GAARlandia was proposed by Iturralde-Vincent and MacPhee in 1999 as a way to explain the dispersal of land mammals from South America to the Caribbean islands in one continuous event, rather than a series of random overwater dispersals. Phylogenetic evidence has both supported and refuted the potential for the existence of GAARlandia, so the debate can still continue.

This month, in the Journal of Vertebrate Paleotology, Vélez-Juarbe et al. describe rodent incisors from Puerto Rico that date to the Oligocene- making them the earliest rodent fossils in the Caribbean. They are just incisors, so we cannot learn too much about the actual animal they belonged to (besides the fact their enamel structure indicates they belonged to a caviomorph rodent), but the existence of this fossil pushes back the date of rodent arrival in the Greater Antilles by approximately 9 million years. This new date is consistent with other molecular divergence estimations of caviomorph rodent groups in South America. In addition, a dated molecular phylogeny indicates there was a split between a Greater Antillean toad and its sister taxon in South America during the late Eocene- early Oligocene.  The coincidence between molecular divergence dates, paleontological finds, and the hypothesized date of the land-bridge adds support to the idea there may have been a short lived sub-aerial land bridge bringing non-flying mammals to the Greater Antilles.  Of course, this new evidence still does not preclude the possibility of overwater dispersal! These biogeographic hypotheses are very difficult to disprove so the debate rages on.

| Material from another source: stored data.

PR #5818, opened 2021-02-10
[frameworks] Add test case to ensure all "demo" URLs are public Vercel deployments

TooTallNate:
All demo URLs must be public for the template import flow, so this test case ensures that we don't accidentally publish a demo URL that is not public.


styfle (approved):
Great, thanks!

AndyBitz (approved):
I think we have a test that does the same thing in Checkly, but probably good to have it here before it's deployed.

pacocoursey (approved):

PR #5552, opened 2020-12-10
[build-utils][static-build][next] Force `YARN_NODE_LINKER="node-modules"` env var when executing `yarn`

TooTallNate:
### Related Issues

* https://vercel.com/knowledge/does-vercel-support-yarn-2
* https://github.com/vercel/vercel/discussions/4223
* https://github.com/vercel/vercel/discussions/4910
* https://github.com/vercel/vercel/issues/5136
* https://github.com/vercel/vercel/issues/5280

#### Tests

- [x] The code changed/added as part of this PR has been covered with tests
- [x] All tests pass locally with `yarn test-unit`

#### Code Review

- [ ] This PR has a concise title and thorough description useful to a reviewer
- [ ] Issue from task tracker has a link to this PR

PR #5825, opened 2021-02-11
[build-utils] Replace cross-spawn with execa

frencojobs:
### Related Issues

There is an error that happens when using the [vercel-dev-runtime](https://github.com/TooTallNate/vercel-dev-runtime) as a runtime on the deployed functions. 

errer

It seems that the error comes from the `runPackageJsonScript` function. It only happens on the deployed functions and can't be reproduced locally with the `vercel dev` command.

It seems to be caused by the [cross-spawn](https://github.com/moxystudio/node-cross-spawn/issues/104) package which is used to execute the scripts from `package.json`. Even though I couldn't find an exact relation between the mentioned issue and the error, the error can be easily fixed by switching to the [execa](https://github.com/sindresorhus/execa) package.

This PR replaces all usages of `cross-spawn` with `execa`.

#### Tests

#### Code Review

### DIFF
--- a/packages/now-build-utils/package.json
+++ b/packages/now-build-utils/package.json
@@ -19,7 +19,6 @@
   "devDependencies": {
     "@iarna/toml": "2.2.3",
     "@types/async-retry": "^1.2.1",
-    "@types/cross-spawn": "6.0.0",
     "@types/end-of-stream": "^1.4.0",
     "@types/fs-extra": "^5.0.5",
     "@types/glob": "^7.1.1",
@@ -35,8 +34,8 @@
     "async-retry": "1.2.3",
     "async-sema": "2.1.4",
     "boxen": "4.2.0",
-    "cross-spawn": "6.0.5",
     "end-of-stream": "1.4.1",
+    "execa": "5.0.0",
     "fs-extra": "7.0.0",
     "glob": "7.1.3",
     "into-stream": "5.0.0",
--- a/packages/now-build-utils/src/fs/run-user-scripts.ts
+++ b/packages/now-build-utils/src/fs/run-user-scripts.ts
@@ -2,15 +2,14 @@ import assert from 'assert';
 import fs from 'fs-extra';
 import path from 'path';
 import debug from '../debug';
-import spawn from 'cross-spawn';
-import { SpawnOptions } from 'child_process';
+import execa from 'execa';
 import { deprecate } from 'util';
 import { cpus } from 'os';
 import { NowBuildError } from '../errors';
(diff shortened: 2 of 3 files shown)


TooTallNate:
Interesting. I'm curious how you are testing. Do you have an idea about why the `runNpmInstall()` works, but then immediately afterwards the `runPackageJsonScript()` is failing? That's the part that I haven't figure out.

frencojobs:
Ok, so I did a little more debugging and I think I found the culprit.

This line of code overrides the environment variables of the spawning process, which would basically remove the `PATH` variable, therefore, removing the installed path of `yarn`.
```ts
const env: typeof process.env = { ...spawnOpts?.env };
// ...
await spawnAsync('yarn', ['run', scriptName], {
    ...spawnOpts,
    env, // <- this
    cwd: destPath,
    prettyCommand,
  });
```

To test the scenario, I passed the `PATH` variable from the vercel-dev-runtime like this,
```ts
await runPackageJsonScript(workPath, 'build', {
  env: {
    PATH: process.env.PATH,
  },
});
```
and it worked. Here is the code https://github.com/frencojobs/vercel-dev-runtime/blob/fab5484fd2c1d00c8f48577ac56b85b3ec65d30c/index.js#L21. It's not using the execa version though. [Here](https://vercel.com/frenco/vercel-dart/dih2gvpdy) is a succeeded log from a deployment using it.

The reason why it worked with execa is that execa uses this function to add all required variables before passing them to the process spawner.

```ts
const getEnv = ({env: envOption, extendEnv, preferLocal, localDir, execPath}) => {
  // `extendEnv` option is `true` by default in execa
  const env = extendEnv ? {...process.env, ...envOption} : envOption;
	if (preferLocal) {
	  return npmRunPath.env({env, cwd: localDir, execPath});
	}
  return env;
};
```

So, we can also just merge that env object with `process.env` before passing it to the `cross-spawn`, instead of using execa I guess. But if there's no specific reason to use cross-spawn instead of execa, execa seems like a better option IMO.

What do you think?

styfle:
I think the issue was introduced in #5552

We should probably change this line:

```ts
const env: typeof process.env = { ...spawnOpts?.env };
```

to this:

```ts
const env: typeof process.env = { ...process.env, ...spawnOpts?.env };
```

TooTallNate:
Hey @frencojobs, thanks for the PR btw. I think #5841 is a better solution in this case. Let me know what you think.

frencojobs:
Cool, thanks. I just love that it works now.

PR #5828, opened 2021-02-11
[frameworks] Restore correct order of frameworks for detection

TooTallNate:
Follow up to #5740 to restore the original order of the frameworks.


styfle (approved):
Thanks!

PR #5839, opened 2021-02-12
[frameworks] Add `defaultVersion` field

TooTallNate:
This will be used on the docs page to render the default version that is included in the build image.

### DIFF
--- a/packages/frameworks/src/frameworks.ts
+++ b/packages/frameworks/src/frameworks.ts
@@ -1385,7 +1385,7 @@ export const frameworks = [
 
       return (config && config.publishDir) || 'public';
     },
-    defaultVersion: 'v0.58.2',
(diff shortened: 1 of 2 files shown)


AndyBitz (dismissed):

packages/frameworks/src/frameworks.ts
```diff
@@ -1523,6 +1524,7 @@ export const frameworks = [
     devCommand: 'zola serve --port $PORT',
     buildCommand: 'zola build',
     getOutputDirName: async () => 'public',
+    defaultVersion: 'v0.13.0',
```
styfle: Let's drop the `v` prefix since we can add it in the docs if we want but its hard to remove it.

Also the env var doesn't accept the `v` prefix.

styfle (approved):
💅

PR #5840, opened 2021-02-12
[tests] Add `--network-timeout 1000000` to yarn install

TooTallNate:
Seems like this might help with the networking issues in CI. See https://github.com/yarnpkg/yarn/issues/4890#issuecomment-358179301


AndyBitz (approved):

styfle (approved):
🤞

PR #5841, opened 2021-02-12
[build-utils] Inherit `process.env` when `runPackageJsonScript()` is invoking yarn

TooTallNate:
This is a more proper fix for #5825.

Closes #5825.

### DIFF
--- a/packages/now-build-utils/test/unit.test.js
+++ b/packages/now-build-utils/test/unit.test.js
@@ -8,6 +8,7 @@ const {
   getNodeVersion,
   getLatestNodeVersion,
   getDiscontinuedNodeVersions,
+  runNpmInstall,
   runPackageJsonScript,
 } = require('../dist');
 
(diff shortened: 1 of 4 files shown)


styfle (dismissed):

packages/now-build-utils/test/unit.test.js
```diff
@@ -255,3 +256,13 @@ it('should support require by path for legacy builders', () => {
   expect(FileRef2).toBe(index.FileRef);
   expect(Lambda2).toBe(index.Lambda);
 });
+
+it('should have correct $PATH when running `runPackageJsonScript()` with yarn', async () => {
+  const fixture = path.join(__dirname, 'fixtures/19-yarn-v2');
```
styfle:
```suggestion
  const fixture = path.join(__dirname, 'fixtures', '19-yarn-v2');
```

TooTallNate: Doesn't really make a difference. Node.js normalizes the slashes, even on Windows.

styfle (dismissed):

AndyBitz (dismissed):

PR #5873, opened 2021-02-20
[go] Add Go version selection via `go.mod`

styfle:
#### Tests

#### Code Review


packages/now-go/go-helpers.ts
```diff
@@ -1,17 +1,18 @@
...
+const archMap = new Map([
+  ['x64', 'amd64'],
+  ['x86', '386'],
+]);
 const platformMap = new Map([['win32', 'windows']]);
-
-// Location where the `go` binary will be installed after `postinstall`
-const GO_DIR = join(__dirname, 'go');
-const GO_BIN = join(GO_DIR, 'bin', 'go');
+export const cachDir = '.vercel-go-cache';
```
TooTallNate: Typo (needs to be updated in all places)?

```suggestion
export const cacheDir = '.vercel-go-cache';
```

packages/now-go/go-helpers.ts
```diff
@@ -156,5 +166,20 @@ export async function downloadGo(
...
     });
   }
-  return createGo(dir, platform, arch);
+  return createGo(workPath, dir, platform, arch);
+}
+
+async function parseGoVersion(modulePath: string): Promise<string> {
+  let version = '1.16';
+  const file = join(modulePath, 'go.mod');
+  if (!existsSync(file)) {
```
TooTallNate: I'd prefer to `try/catch` the `readFile()` function and print the `debug()` line when `err.code === 'ENOENT'`.

packages/now-go/go-helpers.ts
```diff
@@ -156,5 +166,20 @@ export async function downloadGo(
...
+    debug(`go.mod not found: ${file}`);
+    return version;
+  }
+  const content = await readFile(file, 'utf8');
+  const match = /^go (\d+\.\d+)\.?$/gm.exec(content);
+  if (match && match[1]) {
```
TooTallNate:
```suggestion
  if (match?[1]) {
```

packages/now-go/index.ts
```diff
@@ -136,8 +142,12 @@ Learn more: https://github.com/golang/go/wiki/Modules
     if (fileName in downloadedFiles) {
       goModAbsPathDir = dirname(downloadedFiles[fileName].fsPath);
       debug(`Found ${fileName} file in "${goModAbsPathDir}"`);
+    } else if ('api/go.mod' in downloadedFiles) {
```
TooTallNate, line 145: What if I have `api/foo/go.mod`? I feel like we should be using `scanParentDirs()` or whatever that function is called to iterate up and find the `go.mod` file.

styfle: @TooTallNate We don't allow that behavior and I don't think Go does either. This was really just a feature for users to separate backend and frontend (backend being everything in the api directory).

TooTallNate (dismissed):

packages/now-go/go-helpers.ts
```diff
@@ -156,5 +163,26 @@ export async function downloadGo(
...
+    if (major === 1 && minor > 12) {
+      return `${major}.${minor}`;
+    } else {
+      debug(`Failed to parse version or its too old: ${file}`);
+    }
+  } catch (err) {
+    if (err.code === 'ENOENT') {
+      debug(`File not found: ${file}`);
+    }
+    throw err;
```
TooTallNate:
```suggestion
    } else {
      throw err;
    }
```

TooTallNate (changes requested):

TooTallNate (approved):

So where have the Caribbean monkeys and sloths gone? The Caribbean mammalian fauna experienced extremely high rates of extinction during the Quaternary, and these extinctions seemed to occur both before and after humans were a factor in the environments. During the Holocene, climate change could have potentially altered the environments these mammals were living in and this caused their extinction. But with the arrival of humans, overhunting, habitat destruction, disease, and introduction of invasive predators could also have been extremely damaging to biodiversity. The zooarchaeological and paleontological records on these islands can be spotty, but much more remains to be done to figure out the complex history of the ancient life of the Caribbean. Ancient DNA, stable isotopes, and re-examination of the taxonomy of fossils and sub-fossils from the Caribbean will continue to inform biogeographic theory and help us understand what drove such a unique mammalian biota to extinction.

References:

Iturralde-Vincent, M. A., R. MacPhee. 1999. Paleogeography of the Caribbean region: implications for Cenozoic biogeography. Bulletin of the American Museum of Natural History 238:1-95.

Velez-Juarbe, J., T. Martin, R. D. E. MacPhee, D. Ortega-Ariza. 2014. The earliest Caribbean rodents: Oligocene caviomorphs from Puerto Rico. Journal of Vertebrate Paleontology 34:157-163.